Given some of our obsession with South Africans, we keep wondering why do South Africans travel to Nigeria, when they have their own miracle-making farmer at home?

Comments

  1. S Phillips says:

    Fascinating! I saw a billboard for an evangelical preacher in Abuja with huge letters reading “The Unstoppable Enlargement.” I was wondering what that was supposed to mean, exactly. Now I think it refers to his bank account.

  2. Prophet JB Joshua is spreading the gospel of the lord to people of different origins and to far and wide places. Is that not preaching the gospel is supposed to be?

  3. ebele says:

    If these prophets are so mighty why don’t they fix Nigeria? Now that would be a miracle …

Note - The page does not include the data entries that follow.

Issue #369, opened 2015-10-12
No corresponding source for the libffi build


mwcampbell:
There is no pointer to the source code for the specific version of libffi that is included in binary form in this repository, nor instructions to rebuild it. This means that if I find a problem with libffi, I can't debug it.

fealebenpae:
Hi @mwcampbell,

    I found what Winnie had to say curious. ‘Democracy of a special type’ sounds ominously like the well known single party beast we saw all over Africa in the 60s and 70s in various civilian and military garb. However, I found what she had to say about the cultual identify of Nigerians, and TB Joshua’s appeal to young people, interesting and useful, if a little vague. It put her positioning on the Malema affair into useful context too.

    Couldn’t but notice the tangle with the interviewer over ‘ mother of Africa’ and ‘ Grandmother of Africa’. Makes us all sound like kids here….

  4. Niikwiuma Quaye. says:

    I personally think we should leave them to do what they have been anointed to do and not criticize .After all it is stated specifically in the holy book that greater works are we going to do than what JESUS did.I believe in what the lords anointed do.

  5. Zekarias Eshetu says:

    The question is “is there an actual healing process going on in the church?”. If there is not, well the guy is a super trick worker who managed to fool billions of people all around the world in this modern and mentally advanced society. but if this man is a man of God and everything is real we are criticizing the work God himself.

  6. Anon says:

    I’m watching the man (TB Joshua) from Barbados in the Caribbean. The man is great. Why should Christians be poor and those who don’t know Jesus be rich? Some of the richest men mentioned in the bible who were men of God were some of the riches in the world.

    Persons who would frown on the people of God being wealthy today, would have frown on leaders in the bible.